Yes, NAG can be thought of as being like classical momentum but where you do the momentum step first and then the gradient step. But there’s more to it than that.
Both classical momentum and NAG use a weighted combination of the current and past gradients to determine the next direction of descent. The difference is in the distribution of weights: NAG places more emphasis on recent gradients.

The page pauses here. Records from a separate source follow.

PR #1419, opened 2026-09-17
fix(api): let an explicit CLI --threads beat [fit_options] threads [closes #1416]

### LINKED ISSUE #1416: CLI --threads is silently ignored when the model file sets [fit_options] threads
# CLI `--threads` is silently ignored when the model file sets `[fit_options] threads`

**Status:** open, unassigned
**Area:** CLI argument handling / `FitOptions` merge (`crates/ferx-cli`)
**Severity:** low blast radius, high consequence — it silently invalidates benchmarks
**ferx version observed:** 0.4.0

## What happens

A model file containing

```
[fit_options]
  method  = focei
  threads = 8
```

run as

```sh
ferx model.ferx --threads 1
```

starts on **8** threads:

```
Starting estimation (chain: FOCEI) on 8 threads...
```

and the fit YAML records `estimation.n_threads_used: 8`. No warning is emitted.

So it might succeed better than classical momentum under conditions where the old gradients quickly become uniformative (regions of high curvature?). Personally, I find this view of NAG through the lens of a weighted history of gradients more appealing than the Sutskever formulation because it leads to interesting ideas like Quasi-Hyperbolic Momentum.
In terms of implementation, I pity anyone tasked with implementing Nesterov momentum and demonstrating that they actually got it right. Imagine naively implementing vanilla NAG, the Sutskever formulation and the Bengio formulation. Using identical test functions, starting points and parameters, their output are all different from each other but they’re all correct!